Slow Performance - Searching Strings in large data set

Unlockedata · December 19, 2022, 8:14am

Hi,

Wondering if the community would be able to assist me with a slow workflow.

The workflow takes in two branches - one that strings I want to search, and the other has all the search words I’m searching for.

The cross-joiner results in around 30 million rows of data - I’ve left the workflow running for days and I’m not getting close to completing it.

Does anyone have any ideas on how to speed this up?

One approach I looked at was just after the end if near the end of the workflow. If there is a successful search, the logic returns a “True” value. In that instance I can remove (a) the search word, and (b) the search string from the cross-join, or the chunk loop, but I was unable to get that logic to work.

I’ve switched combinations between running “in memory” and “writing to disc” for the bulky nodes, but I don’t seem to be making any progress.

Thank you for any help.

All the best.

lelloba · December 19, 2022, 8:29am

Hello @Unlockedata ,

as I have understood, you need to find if a string contains at least one of a collection of words.
This problem sounds similar to one faced in the Just Knime it! challenges:

Try to see if it is helping you.

Have a nice day,
Raffaello

takbb · December 19, 2022, 8:57am

Hi @Unlockedata , which part of your workflow is slow?
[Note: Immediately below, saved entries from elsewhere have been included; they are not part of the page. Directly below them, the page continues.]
PR #637, opened 2023-07-03
docs: coalesce v16 upgrade page into changelog, improve helpstrings

consideRatio:
- breaking: add allow_existing_users config
- Avoid building a big set of allowed_users if allow_all is configured
- docs: add warning for allow_existing_users about removing users
- docs: let breaking changes referenced config be links to config ref
- docs: relocate breaking change descriptions to changelog
- docs: update helpstrings for oauth urls etc
- docs: remove outdated note about now a constant would be configurable
- docs: coalesce v16 upgrade notes to changelog

PR #640, opened 2023-07-04
[OpenShift] Remove ca_certs, deprecate validate_cert, fix unreleased regression

### LINKED ISSUE #639: [OpenShift] Fix no longer respected ca_certs config
In https://github.com/jupyterhub/oauthenticator/pull/363, the OpenShiftOAuthenticator got introduced with a `ca_certs` configuration that was used as an additional argument to the client making web requests when authenticating. After unreleased refactoring in #526, this config is no longer respected.

Fixing this can be done in a few ways I'm considering:

1. (breaking) We declare that `ca_certs` should be specified using `http_request_kwargs` (from #578 by @manics)
2. (broken) We declare its no longer supported
3. (maintenance need escalation) We lift `ca_certs` as a config to OAuthenticator from openshift

I'm leaning towards a breaking change, where we say it should be configured using `http_request_kwargs` instead.

@manics and @GeorgianaElena, what do you think?

consideRatio:
Based on top of #637. This PR includes only the last commit 4bfb274.

- Fixes #639


docs/source/reference/changelog.md
```diff
@@ -29,8 +30,39 @@ command line for details.
...
 - [Google] Authentication state's `google_groups` is now a set, not a list.
 - [CILogon] {attr}`.CILogonOAuthenticator.allowed_idps` is now required config,
-  and `shown_idps`, `username_claim`, `additional_username_claims` must no
-  longer be configured.
+  and `shown_idps`, `username_claim`, `additional_username_claims` were removed.
+- [Okpy] The public functions `OkpyOAuthenticator.get_auth_request` and
+  `OkpyOAuthenticator.get_user_info_request` were removed.
+- [OpenShift] The config `ca_certs` was removed but
+  {attr}`.OpenShiftOAuthenticator.http_request_kwargs` can still be configured
+  with a `ca_certs` key for the same result. OpenShift's default `ca_certs`
```
manics, line 38:
```suggestion
- [OpenShift] The config `ca_certs` was removed. Use
  {attr}`.OAuthenticator.http_request_kwargs`
  with a `ca_certs` key instead. OpenShift's default `ca_certs`
```

consideRatio:
@manics thank you for reviewing!!!!!

consideRatio:
Applied code suggestions and rebased #641 on top of this

PR #644, opened 2023-07-05
Ensure login_service remain configurable

### LINKED ISSUE #643: GenericOAuthenticator.login_service no longer customizable in 16.0.0
### Bug description

Using just recently released `3.0.0-beta.2`, setting `login_service:` option in helm chart does not seem to work anymore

I’m assuming it is achieving the cross join to generate 30m rows in a reasonable time (not necessarily quickly, but ok) .

So the really slow part is going to be the loop.Loops are ALWAYS slow. And nested loops are slower! When I say slow, I mean orders of magnitude slower than the equivalent non-loop solutions where one exists.

I avoid loops unless my data set is small, and using a loop reduces complexity, or my data set is large and I see no alternative. So my question is whether your loops can be avoided, and I don’t know the answer to that without seeing exactly what they are doing.

What is the purpose of the loop in your case?

If you have already performed the cross-join between your set of fields to search, and your search terms, then I would presume that the 30m rows contain all combinations of “fields to search” and “search terms”. If that is the case, and you are then trying to see if the search term is contained in each field, a Rule Engine node should be able to perform this for you without requiring the loop.

Obviously if the purpose of the loop is more than just the comparison, then maybe you need it but even if the loop is required for some other processing, I’d still suggest a Rule Engine followed by a Row Filter prior to the loop would dramatically improve the overall execution time.

As a slightly different approach, you may be interested in the following demo workflow, which demonstrates uses of some components that might be able to assist you here. Take a look at this:

Most of these components wrap an H2 database to enable the kind of search comparison that you are probably doing, and you may find you can use these to perform your comparison, which is effectively a “fuzzy join”.

The one component in that demo that uses an alternative approach is the “Regex Lookup Filter Joiner” component which does implement a chunk loop against one of the input tables but puts the cross joiner inside the loop (instead of prior to it) in attempt to reduce the overall memory usage. Whether this performs better or worse than the equivalent “Join Regexp Like” component probably depends on the data and the available memory.

The set of my joiner components can be found here:

system · January 2, 2023, 8:58am

This topic was automatically closed 7 days after the last reply. New replies are no longer allowed.